PR #1769, opened 2023-10-03
Adding support for query parameter in Swagger UI

### LINKED ISSUE #1572: OpenAPI - Document query string
In the `OpenApiDocumentor` service:
- Document the appropriate query string for Get and Get(All) requests for entities that have their rest endpoint enabled
  -  `"rest": { "enabled": true }` , no rest property defined (we default to rest enabled true), essentially as long as rest enabled != false
  - Separate logic for Tables/Views
  - Separate logic for Stored procedures

Helpful resources:
- https://spec.openapis.org/oas/v3.0.1#parameter-object -> parameter location will be `query`
> query - Parameters that are appended to the URL. For example, in /items?id=###, the query parameter is id.
- Example swagger openapiv3  https://petstore3.swagger.io/#/store/getOrderById
image

- Example openapiv3 json with query parameters: [https://petstore3.swagger.io/api/v3/openapi.json](https://petstore3.swagger.io/api/v3/openapi.json)
- Example json
```json
"/pet/findByStatus": {
            "get": {
                "tags": [
                    "pet"
                ],
                "summary": "Finds Pets by status",
                "description": "Multiple status values can be provided with comma separated strings",
                "parameters": [
                    {
                        "name": "status",
                        "in": "query",
                        "description": "Status values that need to be considered for filter",
                        "required": false,
                        "explode": true,
                        "schema": {
                            "type": "string",
                            "default": "available",
                            "enum": [
                                "available",
                                "pending",
                                "sold"
                            ]
                        }
                    }
                ]
            }
        },
```

abhishekkumams:
## Why make this change?

- Closes #1572 
  - This is necessary to allow REST calls for GET and GET ALL support query parameters. 

## What is this change?

- Updating the OpenApi document to include the supported query parameters
- Separate Logic for StoredProcedures and Table/Views.
- `$filter`,`$orderBy`, `$first`, and `$after` will be available in swagger UI for GET/GET_ALL REST requests in Table/Views.
- StoredProcedures will also support query parameters.

## How was this tested?

- [ ] Integration Tests
- [ ] Unit Tests

### DIFF
--- a/src/Core/Services/OpenAPI/OpenApiDocumentor.cs
+++ b/src/Core/Services/OpenAPI/OpenApiDocumentor.cs
@@ -285,6 +285,7 @@ namespace Azure.DataApiBuilder.Core.Services
                 // which is returned when using Enum.ToString("D").
                 // The "D" format specified "displays the enumeration entry as an integer value in the shortest representation possible."
                 OpenApiOperation getOperation = CreateBaseOperation(description: GETONE_DESCRIPTION, tags: tags);
+                getOperation.Parameters = CreateTableAndViewQueryParameters();
                 getOperation.Responses.Add(HttpStatusCode.OK.ToString("D"), CreateOpenApiResponse(description: nameof(HttpStatusCode.OK), responseObjectSchemaName: entityName));
                 openApiPathItemOperations.Add(OperationType.Get, getOperation);
 
@@ -317,6 +318,7 @@ namespace Azure.DataApiBuilder.Core.Services
             {
                 // Primary key(s) are not included in the URI paths of the GET (all) and POST operations.
                 OpenApiOperation getAllOperation = CreateBaseOperation(description: GETALL_DESCRIPTION, tags: tags);
+                getAllOperation.Parameters = CreateTableAndViewQueryParameters();
                 getAllOperation.Responses.Add(
                     HttpStatusCode.OK.ToString("D"),
                     CreateOpenApiResponse(description: nameof(HttpStatusCode.OK), responseObjectSchemaName: entityName, includeNextLink: true));
@@ -360,6 +362,7 @@ namespace Azure.DataApiBuilder.Core.Services
             if (configuredRestOperations[OperationType.Get])
             {
                 OpenApiOperation getOperation = CreateBaseOperation(description: SP_EXECUTE_DESCRIPTION, tags: tags);
+                getOperation.Parameters = CreateStoredProcedureParameters((StoredProcedureDefinition)sourceDefinition);
                 getOperation.Responses.Add(
                     HttpStatusCode.OK.ToString("D"),
                     CreateOpenApiResponse(
@@ -429,6 +432,103 @@ namespace Azure.DataApiBuilder.Core.Services
             };
 
             return operation;
+        }   
+
+        /// <summary>
+        /// This method creates a list of OpenApiParameter objects for the parameters of a stored procedure.
+        /// </summary>
+        private static List<OpenApiParameter> CreateStoredProcedureParameters(StoredProcedureDefinition spDefinition)
+        {
+            List<OpenApiParameter> parameters = new();
+
+            foreach ((string paramKey, ParameterDefinition parameterDefinition) in spDefinition.Parameters)
+            {
+                parameters.Add(
+                    GetOpenApiParameter(
+                        name: paramKey,
+                        description: "Query parameter for stored procedure parameter",
+                        required: !parameterDefinition.HasConfigDefault,
+                        type: TypeHelper.GetJsonDataTypeFromSystemType(parameterDefinition.SystemType).ToString().ToLower()
+                    )
+                );
+            }
+
+            return parameters;
+        }
+
+        /// <summary>
+        /// 
+        /// <summary>
+        private static List<OpenApiParameter> CreateTableAndViewQueryParameters()
+        {
+            List<OpenApiParameter> parameters = new ();
+
+            // Add $select query parameter
+            parameters.Add(
+                GetOpenApiParameter(
+                    name: "$select",
+                    description: "The query parameter $select allow to specify which fields must be returned.",
+                    required: false,
+                    type: "string"
+                )
+            );
+
+            // Add $filter query parameter
+            parameters.Add(
+                GetOpenApiParameter(
+                    name: "$filter",
+                    description: "The value of the $filter option is predicate expression (an expression that returns a boolean value) using entity's fields.",
+                    required: false,
+                    type: "string"
+                )
+            );
+
+            // Add $orderby query parameter
+            parameters.Add(
+                GetOpenApiParameter(
+                    name: "$orderby",
+                    description: "The value of the orderby parameter is a comma-separated list of expressions used to sort the items.",
+                    required: false,
+                    type: "string"
+                )
+            );
+
+            // Add $first query parameter
+            parameters.Add(
+                GetOpenApiParameter(
+                    name: "$first",
+                    description: "The value of the $first option is an integer value that specifies the number of items to return.",
+                    required: false,
+                    type: "integer"
+                )
+            );
+
+            // Add $after query parameter
+            parameters.Add(
+                GetOpenApiParameter(
+                    name: "$after",
+                    description: "The value of the $after option is a base64 encoded string value that specifies the cursor position after which items should be returned.",
+                    required: false,
+                    type: "string"
+                )
+            );
+
+            return parameters;
+        }
+
+        private static OpenApiParameter GetOpenApiParameter(string name, string description, bool required, string type)
+        {
+            return new OpenApiParameter
+            {
+                Name = name,
+                In = ParameterLocation.Query,
+                Description = description,
+                Required = required,
+                Schema = new OpenApiSchema
+                {
+                    Type = type
+                }
+            };
         }
 
         /// <summary>


src/Service.Tests/OpenApiDocumentor/ParameterValidationTests.cs
```diff
@@ -0,0 +1,198 @@
...
+            RuntimeEntities runtimeEntities = new(entities);
+            OpenApiDocument openApiDocument = await OpenApiTestBootstrap.GenerateOpenApiDocument(
+                runtimeEntities: runtimeEntities,
+                configFileName: CUSTOM_CONFIG,
+                databaseEnvironment: MSSQL_ENVIRONMENT);
+
+            OpenApiPathItem pathItem = openApiDocument.Paths.First().Value;
+            foreach (OpenApiOperation operation in pathItem.Operations.Values)
+            {
+                if (entityName is "UpdateBookTitle")
```
ayush3797, line 173: For string data types, should use the string specific comparison function - `.Equals()`.

src/Service.Tests/OpenApiDocumentor/ParameterValidationTests.cs
```diff
@@ -0,0 +1,198 @@
...
+        /// </summary>
+        /// <param name="entityName"></param>
+        /// <param name="objectName"></param>
+        /// <returns></returns>
+        [DataTestMethod]
+        [DataRow("CountBooks", "count_books", DisplayName = "StoredProcedure with no parameters")]
+        [DataRow("UpdateBookTitle", "update_book_title", DisplayName = "StoredProcedure with parameters")]
+        public async Task ValidateQueryParametersForStoredProcedures(string entityName, string objectName)
+        {
+            Dictionary<string, object> parameterDefaults = null;
```
ayush3797, line 144: Is null not by default?

src/Service.Tests/OpenApiDocumentor/ParameterValidationTests.cs
```diff
@@ -0,0 +1,198 @@
...
+                        // No query parameters for other OperationTypes. 
+                        Assert.IsFalse(operation.Parameters.Any(param => param.In is ParameterLocation.Query));
+                    }
+                }
+            }
+        }
+
+        /// <summary>
+        /// Validates that Query parameters are correctly generated for Stored Procedures.
+        /// Query Parameters for stored procedure will be generated for irrespective of the Operation Type.
```
ayush3797, line 133:
```suggestion
        /// Query Parameters for stored procedure will be generated for each operation irrespective of its Operation Type.
```

src/Service.Tests/OpenApiDocumentor/ParameterValidationTests.cs
```diff
@@ -0,0 +1,198 @@
...
+                    Assert.IsTrue(pathItem.Parameters.Count is 0);
+                }
+            }
+        }
+
+        /// <summary>
+        /// Validates that Query parameters are correctly generated for GET methods in Table/Views.
+        /// $select, $filter, $orderby, $first, $after are the query parameters.
+        /// </summary>
+        /// <param name="entityName"></param>
```
ayush3797, line 79: Remove or populate params.

src/Service.Tests/OpenApiDocumentor/ParameterValidationTests.cs
```diff
@@ -0,0 +1,198 @@
...
+        /// <param name="objectName"></param>
+        /// <param name="entitySourceType"></param>
+        /// <returns></returns>
+        [DataTestMethod]
+        [DataRow("BooksTable", "books", EntitySourceType.Table, DisplayName = "Table")]
```
ayush3797, line 84: Need better display names.

src/Service.Tests/OpenApiDocumentor/ParameterValidationTests.cs
```diff
@@ -0,0 +1,198 @@
...
+                }
+            }
+        }
+
+        /// <summary>
+        /// Validates that Query parameters are correctly generated for Stored Procedures.
+        /// Query Parameters for stored procedure will be generated for irrespective of the Operation Type.
+        /// If a parameter default value is not provided in the config, it will marked as required.
+        /// </summary>
+        /// <param name="entityName"></param>
```
ayush3797, line 136: nit: remove/populate.

src/Service.Tests/OpenApiDocumentor/ParameterValidationTests.cs
```diff
@@ -0,0 +1,198 @@
...
+                Mappings: null,
+                Relationships: null);
+
+            Dictionary<string, Entity> entities = new()
+            {
+                { entityName, entity }
+            };
+
+            RuntimeEntities runtimeEntities = new(entities);
+            OpenApiDocument openApiDocument = await OpenApiTestBootstrap.GenerateOpenApiDocument(
```
ayush3797, line 51: The code to create the openApiDocument in all the tests is same. Can be moved to a common helper method.

src/Service.Tests/OpenApiDocumentor/ParameterValidationTests.cs
abhishekkumams: i don't think so, because i was getting error to assign it before using.

src/Service.Tests/OpenApiDocumentor/ParameterValidationTests.cs
```diff
@@ -0,0 +1,176 @@
...
+            Mappings: null,
+            Relationships: null);
+
+        Dictionary<string, Entity> entities = new()
+        {
+            { entityName, entity }
+        };
+
+        RuntimeEntities runtimeEntities = new(entities);
+        return await OpenApiTestBootstrap.GenerateOpenApiDocument(
```
seantleonard, line 171: probably need to fix this method name too: `GenerateOpenApiDocumentAsync(...)`

src/Service.Tests/OpenApiDocumentor/ParameterValidationTests.cs
```diff
@@ -0,0 +1,176 @@
...
+                    && param.Name is "title"
+                    && param.Schema.Type is "string"
+                    && param.Required is false));
+            }
+            else
+            {
+                // CountBookTitle doesn't require any query parameters.
+                Assert.IsTrue(operation.Parameters.IsNullOrEmpty());
+            }
+
```
seantleonard, line 146:
```suggestion
```

src/Service.Tests/OpenApiDocumentor/ParameterValidationTests.cs
```diff
@@ -0,0 +1,176 @@
...
+    /// Validates that Query parameters are correctly generated for Stored Procedures.
+    /// Query parameters for stored procedures will be generated for each operation irrespective of its Operation Type.
+    /// If a parameter default value is not provided in the config, it will marked as required.
+    /// </summary>
+    /// <param name="entityName">The name of the entity.</param>
+    /// <param name="objectName">The name of the database object.</param>
+    /// <returns></returns>
+    [DataTestMethod]
+    [DataRow("CountBooks", "count_books", DisplayName = "StoredProcedure with no parameters")]
+    [DataRow("UpdateBookTitle", "update_book_title", DisplayName = "StoredProcedure with parameters")]
```
seantleonard, line 109: In the display name can you include what the expectation is?

StoredProcudure with no parameters... results in 0 created query params.

src/Service.Tests/OpenApiDocumentor/ParameterValidationTests.cs
```diff
@@ -0,0 +1,176 @@
...
+                {
+                    // No query parameters for other OperationTypes. 
+                    Assert.IsFalse(operation.Parameters.Any(param => param.In is ParameterLocation.Query));
+                }
+            }
+        }
+    }
+
+    /// <summary>
+    /// Validates that Query parameters are correctly generated for Stored Procedures.
```
seantleonard, line 100:
```suggestion
    /// Validates that Query parameters are generated for Stored Procedures.
```

Are you validating more than the presence of the stored procedure query parameters? or are you performing additional validation on parameter metadata? if you are performing more than existence checks, can you elaborate here?

src/Service.Tests/OpenApiDocumentor/ParameterValidationTests.cs
```diff
@@ -0,0 +1,176 @@
...
+    /// Query parameters for stored procedures will be generated for each operation irrespective of its Operation Type.
+    /// If a parameter default value is not provided in the config, it will marked as required.
+    /// </summary>
+    /// <param name="entityName">The name of the entity.</param>
+    /// <param name="objectName">The name of the database object.</param>
+    /// <returns></returns>
```
seantleonard, line 106:
```suggestion
```

src/Service.Tests/OpenApiDocumentor/ParameterValidationTests.cs
```diff
@@ -0,0 +1,176 @@
...
+    private const string CUSTOM_CONFIG = "parameter-config.MsSql.json";
+    private const string MSSQL_ENVIRONMENT = TestCategory.MSSQL;
+
+    /// <summary>
+    /// Validates the path parameters are correctly generated for GET methods.
+    /// </summary>
+    /// <param name="entityName">The name of the entity.</param>
+    /// <param name="objectName">The name of the database object.</param>
+    /// <param name="entitySourceType">The source type of the entity.</param>
+    /// <returns></returns>
```
seantleonard, line 31:
```suggestion
```

src/Service.Tests/OpenApiDocumentor/ParameterValidationTests.cs
```diff
@@ -0,0 +1,176 @@
...
+                Assert.IsTrue(pathItem.Parameters.Count is 1);
+                OpenApiParameter pathParameter = pathItem.Parameters.First();
+                Assert.AreEqual("id", pathParameter.Name);
+                Assert.AreEqual(ParameterLocation.Path, pathParameter.In);
+                Assert.IsTrue(pathParameter.Required);
+            }
+            else
+            {
+                // Get All method with path /entityName, will have no path parameters.
+                Assert.IsTrue(pathItem.Parameters.Count is 0);
```
seantleonard, line 54: woudldn't `POST` hit this condition too? POST requests hit `/entityName` paths.

src/Service.Tests/OpenApiDocumentor/ParameterValidationTests.cs
```diff
@@ -0,0 +1,176 @@
...
+/// </summary>
+[TestCategory(TestCategory.MSSQL)]
+[TestClass]
+public class ParameterValidationTests
+{
+    private const string CUSTOM_CONFIG = "parameter-config.MsSql.json";
+    private const string MSSQL_ENVIRONMENT = TestCategory.MSSQL;
+
+    /// <summary>
+    /// Validates the path parameters are correctly generated for GET methods.
```
seantleonard, line 26: What would constitute 'incorrectly' generated path parameters?

src/Service.Tests/OpenApiDocumentor/ParameterValidationTests.cs
```diff
@@ -0,0 +1,176 @@
...
+using System.Threading.Tasks;
+using Azure.DataApiBuilder.Config.ObjectModel;
+using Microsoft.IdentityModel.Tokens;
+using Microsoft.OpenApi.Models;
+using Microsoft.VisualStudio.TestTools.UnitTesting;
+
+namespace Azure.DataApiBuilder.Service.Tests.OpenApiIntegration;
+
+/// <summary>
+/// Integration tests validating correct path and query parameters are created
```
seantleonard, line 15: You may want to describe why we use the terminology "path parameter" -> OpenApi description document considers path components after `/entity` in  `/entity/pk_key/pk_value` as path parameters?

src/Service.Tests/OpenApiDocumentor/ParameterValidationTests.cs
```diff
@@ -0,0 +1,176 @@
...
+    }
+
+    /// <summary>
+    /// Validates that Query parameters are correctly generated for GET methods in Table/Views.
+    /// $select, $filter, $orderby, $first, $after are the query parameters.
+    /// </summary>
+    /// <param name="entityName">The name of the entity.</param>
+    /// <param name="objectName">The name of the database object.</param>
+    /// <param name="entitySourceType">The source type of the entity.</param>
+    /// <returns></returns>
```
seantleonard, line 66:
```suggestion
```

seantleonard (changes requested):
Suggestions on improved comments and updated async method names

src/Service.Tests/OpenApiDocumentor/ParameterValidationTests.cs
abhishekkumams: right, POST will also hit this path

src/Service.Tests/OpenApiDocumentor/ParameterValidationTests.cs
abhishekkumams: ahaha, right. I'll update the description.

abhishekkumams: But by incorrectly it could be like no pathParameter is there

src/Core/Services/OpenAPI/OpenApiDocumentor.cs
```diff
@@ -431,6 +438,115 @@ private OpenApiOperation CreateBaseOperation(string description, List<OpenApiTag
...
+
+        /// <summary>
+        /// Creates a list of OpenAPI parameters for querying tables and views.
+        /// The query parameters include $select, $filter, $orderby, $first, and $after, which allow the user to specify which fields to return,
+        /// filter the results based on a predicate expression, sort the results, and paginate the results.
+        /// </summary>
+        /// <returns>A list of OpenAPI parameters.</returns>
+        private static List<OpenApiParameter> CreateTableAndViewQueryParameters()
+        {
+            List<OpenApiParameter> parameters = new();
```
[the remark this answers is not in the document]
ayush3797: What was the resolution for this?

src/Service.Tests/OpenApiDocumentor/ParameterValidationTests.cs
```diff
@@ -0,0 +1,187 @@
...
+        foreach (OpenApiPathItem pathItem in openApiDocument.Paths.Values)
+        {
+            foreach ((OperationType operationType, OpenApiOperation operation) in pathItem.Operations)
+            {
+                if (operationType is OperationType.Get)
+                {
+                    Assert.IsTrue(operation.Parameters.Count is 5);
+
+                    // Assert that it contains all the query parameters with appropriate type
+                    Assert.IsTrue(operation.Parameters.Any(param => param.In is ParameterLocation.Query && param.Name is "$select" && param.Schema.Type is "string"));
```
ayush3797, line 87: Can you use `.equals()` for string comparison?

ayush3797 (approved):
LGTM after resolving one nit. Also, unresolved a conversation seeking resolution.

src/Core/Services/OpenAPI/OpenApiDocumentor.cs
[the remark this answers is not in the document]
abhishekkumams: created a static list _tableAndViewQueryParameters, which will be used again and again.

src/Service.Tests/OpenApiDocumentor/ParameterValidationTests.cs
```diff
@@ -0,0 +1,187 @@
...
+    /// <param name="entitySourceType">The source type of the entity.</param>
+    [DataTestMethod]
+    [DataRow("BooksTable", "books", EntitySourceType.Table, DisplayName = "Table with path parameter id")]
+    [DataRow("BooksView", "books_view_all", EntitySourceType.View, DisplayName = "View with path parameter id")]
+    public async Task ValidatePathParametersForTablesAndViews(string entityName, string objectName, EntitySourceType entitySourceType)
+    {
+        EntitySource entitySource = new(Object: objectName, entitySourceType, null, null);
+        OpenApiDocument openApiDocument = await GenerateOpenApiDocumentForGivenEntityAsync(entityName, entitySource);
+
+        foreach ((string pathName, OpenApiPathItem pathItem) in openApiDocument.Paths)
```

________________

Copy each line of the records containing the string "specify".

(Result of the task)
+                    description: "The query parameter $select allow to specify which fields must be returned.",
+        /// The query parameters include $select, $filter, $orderby, $first, and $after, which allow the user to specify which fields to return,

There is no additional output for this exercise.